▶ [What to produce]:
The reply should consist of every entry, repeated exactly.

▶ [Dataset entries]:
▬▬▬

PR #559, opened 2024-07-31
feat(accordion): pass props down to header button

gabrielchl:
# Description

# Links

### DIFF
--- a/src/components/Accordion/Accordion.style.scss
+++ b/src/components/Accordion/Accordion.style.scss
@@ -1,21 +1,21 @@
 .md-accordion-wrapper {
-    .md-accordion-header-row {
-        display: grid;
-        grid-template-columns: 1fr max-content;
-        align-items: center;
-        gap: 8px;
-    }
+  .md-accordion-header-row {
+    display: grid;
+    grid-template-columns: 1fr max-content;
+    align-items: center;
+    gap: 0.5rem;
+  }
 
-    .md-accordion-header-heading {
-        width: 100%;
-    }
+  .md-accordion-header-heading {
+    width: 100%;
+  }
 
-    .md-accordion-header-button {
-        display: flex;
-        gap: 8px;
-        align-items: center;
-        background: none;
-        border: none;
-        justify-content: flex-start;
-    }
+  .md-accordion-header-button {
+    display: flex;
+    gap: 0.5rem;
+    align-items: center;
+    background: none;
+    border: none;
+    justify-content: flex-start;
+  }
 }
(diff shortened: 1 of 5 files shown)


src/components/Accordion/Accordion.types.ts
```diff
@@ -40,4 +41,9 @@ export interface Props {
    * Hierarchical level of the accordion within a structure.
    */
   ariaLevel: number;
+
+  /**
+   * Extra props to be added to the header button.
+   */
+  buttonProps?: ButtonSimpleProps;
```
maxinteger, line 48: probably you want to `Omit` some of the button props which are already used, for example `aria-expanded` or `aria-controls`

src/components/Accordion/Accordion.tsx
```diff
@@ -48,6 +49,7 @@ const Accordion: FC<Props> = (props: Props) => {
             aria-expanded={expanded}
             aria-controls={panelId}
             onPress={onClick}
+            {...buttonProps}
```
maxinteger, line 52: this could overwrite the `onClick` from the previous line, either you exclude the `onClick` or merge yours with the user specified one. In other components we used the later solution and merged the 2 handler

maxinteger (changes requested):

src/components/Accordion/Accordion.types.ts
```diff
@@ -1,4 +1,23 @@
...
+
+type ButtonSimpleCustomPropKeys =
+  | 'className'
+  | 'id'
+  | 'aria-expanded'
+  | 'aria-controls'
+  | 'onPress';
+
+// props applied on the button, defined by the accordion component
+export type ButtonCustomProps = Required<Pick<ButtonSimpleProps, ButtonSimpleCustomPropKeys>> & {
```
maxinteger, line 12: Now it is a bit overcomplicated because inside the component we have full control on the values and we know what we want to pass to the button which has a type safe interface anyway. 

we need `ButtonAllowedProps` to make it clear to the consumer what props are valid

You can keep this change.

src/components/Accordion/Accordion.style.scss
```diff
@@ -1,21 +1,21 @@
...
-        display: grid;
-        grid-template-columns: 1fr max-content;
-        align-items: center;
-        gap: 8px;
-    }
+  .md-accordion-header-row {
+    display: grid;
+    grid-template-columns: 1fr max-content;
+    align-items: center;
+    gap: 0.5rem;
```
maxinteger, line 6: 🙇 thanks for changing it to `ram`

maxinteger (approved):

src/components/Accordion/Accordion.style.scss
gabrielchl: Untitled

torgeadelin (approved):

PR #561, opened 2024-07-31
fix(toggle buttons): add ariaStateKey prop to determine whether aria-pressed or aria-expanded is used for selected state

lismith2-cisco:
# Description

In ButtonCircleToggle and ButtonPillToggle, add ariaStateKey prop to determine whether aria-pressed or aria-expanded is used for selected state

# Links

https://jira-eng-gpk2.cisco.com/jira/browse/SPARK-505240 (see comment)

### DIFF
--- a/src/components/ButtonCircleToggle/ButtonCircleToggle.tsx
+++ b/src/components/ButtonCircleToggle/ButtonCircleToggle.tsx
@@ -12,6 +12,7 @@ import { chain } from '@react-aria/utils';
 
 const ButtonCircleToggle = forwardRef((props: Props, providedRef: RefObject<HTMLButtonElement>) => {
   const {
+    ariaStateKey = DEFAULTS.ARIA_STATE_KEY,
     children,
     className,
     ghost = DEFAULTS.GHOST,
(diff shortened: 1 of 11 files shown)


src/components/ButtonCircleToggle/ButtonCircleToggle.tsx
```diff
@@ -40,7 +41,7 @@ const ButtonCircleToggle = forwardRef((props: Props, providedRef: RefObject<HTML
       size={size as ButtonCircleSize}
       data-selected={state.isSelected || DEFAULTS.SELECTED}
       onPress={chain(state.toggle, onPress)}
-      aria-pressed={state.isSelected}
+      {...{ [ariaStateKey]: state.isSelected }}
```
torgeadelin, line 44: issue: you should be able to pass in `aria-pressed` or `aria-expanded` manually as a prop, the button should already have that prop type (it inherits button DOM props)

torgeadelin: i take it back, i see that we can't have both aria-pressed and aria-expanded, and we're already explicitly using aria-pressed... This feels a bit odd, because the component title is clearly a toggle..?? which means for sure it needs an aria-pressed state, but also controls something that is expanded/collapsed.

But since the A11y team wants us to remove it, then I guess this implementation is good.

torgeadelin (approved):

src/storybook/helper.stories.argtypes.ts
```diff
@@ -708,6 +708,19 @@ const commonAriaButtonToggle = {
       },
     },
   },
+  ariaStateKey: {
```
torgeadelin, line 711: nitpick: can you add the same for the button circle toggle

▬▬▬

▶ [Task solution]:
PR #559, opened 2024-07-31
feat(accordion): pass props down to header button

gabrielchl:
# Description

# Links

### DIFF
--- a/src/components/Accordion/Accordion.style.scss
+++ b/src/components/Accordion/Accordion.style.scss
@@ -1,21 +1,21 @@
 .md-accordion-wrapper {
-    .md-accordion-header-row {
-        display: grid;
-        grid-template-columns: 1fr max-content;
-        align-items: center;
-        gap: 8px;
-    }
+  .md-accordion-header-row {
+    display: grid;
+    grid-template-columns: 1fr max-content;
+    align-items: center;
+    gap: 0.5rem;
+  }
 
-    .md-accordion-header-heading {
-        width: 100%;
-    }
+  .md-accordion-header-heading {
+    width: 100%;
+  }
 
-    .md-accordion-header-button {
-        display: flex;
-        gap: 8px;
-        align-items: center;
-        background: none;
-        border: none;
-        justify-content: flex-start;
-    }
+  .md-accordion-header-button {
+    display: flex;
+    gap: 0.5rem;
+    align-items: center;
+    background: none;
+    border: none;
+    justify-content: flex-start;
+  }
 }
(diff shortened: 1 of 5 files shown)


src/components/Accordion/Accordion.types.ts
```diff
@@ -40,4 +41,9 @@ export interface Props {
    * Hierarchical level of the accordion within a structure.
    */
   ariaLevel: number;
+
+  /**
+   * Extra props to be added to the header button.
+   */
+  buttonProps?: ButtonSimpleProps;
```
maxinteger, line 48: probably you want to `Omit` some of the button props which are already used, for example `aria-expanded` or `aria-controls`

src/components/Accordion/Accordion.tsx
```diff
@@ -48,6 +49,7 @@ const Accordion: FC<Props> = (props: Props) => {
             aria-expanded={expanded}
             aria-controls={panelId}
             onPress={onClick}
+            {...buttonProps}
```
maxinteger, line 52: this could overwrite the `onClick` from the previous line, either you exclude the `onClick` or merge yours with the user specified one. In other components we used the later solution and merged the 2 handler

maxinteger (changes requested):

src/components/Accordion/Accordion.types.ts
```diff
@@ -1,4 +1,23 @@
...
+
+type ButtonSimpleCustomPropKeys =
+  | 'className'
+  | 'id'
+  | 'aria-expanded'
+  | 'aria-controls'
+  | 'onPress';
+
+// props applied on the button, defined by the accordion component
+export type ButtonCustomProps = Required<Pick<ButtonSimpleProps, ButtonSimpleCustomPropKeys>> & {
```
maxinteger, line 12: Now it is a bit overcomplicated because inside the component we have full control on the values and we know what we want to pass to the button which has a type safe interface anyway. 

we need `ButtonAllowedProps` to make it clear to the consumer what props are valid

You can keep this change.

src/components/Accordion/Accordion.style.scss
```diff
@@ -1,21 +1,21 @@
...
-        display: grid;
-        grid-template-columns: 1fr max-content;
-        align-items: center;
-        gap: 8px;
-    }
+  .md-accordion-header-row {
+    display: grid;
+    grid-template-columns: 1fr max-content;
+    align-items: center;
+    gap: 0.5rem;
```
maxinteger, line 6: 🙇 thanks for changing it to `ram`

maxinteger (approved):

src/components/Accordion/Accordion.style.scss
gabrielchl: Untitled

torgeadelin (approved):

PR #561, opened 2024-07-31
fix(toggle buttons): add ariaStateKey prop to determine whether aria-pressed or aria-expanded is used for selected state

lismith2-cisco:
# Description

In ButtonCircleToggle and ButtonPillToggle, add ariaStateKey prop to determine whether aria-pressed or aria-expanded is used for selected state

# Links

https://jira-eng-gpk2.cisco.com/jira/browse/SPARK-505240 (see comment)

### DIFF
--- a/src/components/ButtonCircleToggle/ButtonCircleToggle.tsx
+++ b/src/components/ButtonCircleToggle/ButtonCircleToggle.tsx
@@ -12,6 +12,7 @@ import { chain } from '@react-aria/utils';
 
 const ButtonCircleToggle = forwardRef((props: Props, providedRef: RefObject<HTMLButtonElement>) => {
   const {
+    ariaStateKey = DEFAULTS.ARIA_STATE_KEY,
     children,
     className,
     ghost = DEFAULTS.GHOST,
(diff shortened: 1 of 11 files shown)


src/components/ButtonCircleToggle/ButtonCircleToggle.tsx
```diff
@@ -40,7 +41,7 @@ const ButtonCircleToggle = forwardRef((props: Props, providedRef: RefObject<HTML
       size={size as ButtonCircleSize}
       data-selected={state.isSelected || DEFAULTS.SELECTED}
       onPress={chain(state.toggle, onPress)}
-      aria-pressed={state.isSelected}
+      {...{ [ariaStateKey]: state.isSelected }}
```
torgeadelin, line 44: issue: you should be able to pass in `aria-pressed` or `aria-expanded` manually as a prop, the button should already have that prop type (it inherits button DOM props)

torgeadelin: i take it back, i see that we can't have both aria-pressed and aria-expanded, and we're already explicitly using aria-pressed... This feels a bit odd, because the component title is clearly a toggle..?? which means for sure it needs an aria-pressed state, but also controls something that is expanded/collapsed.

But since the A11y team wants us to remove it, then I guess this implementation is good.

torgeadelin (approved):

src/storybook/helper.stories.argtypes.ts
```diff
@@ -708,6 +708,19 @@ const commonAriaButtonToggle = {
       },
     },
   },
+  ariaStateKey: {
```
torgeadelin, line 711: nitpick: can you add the same for the button circle toggle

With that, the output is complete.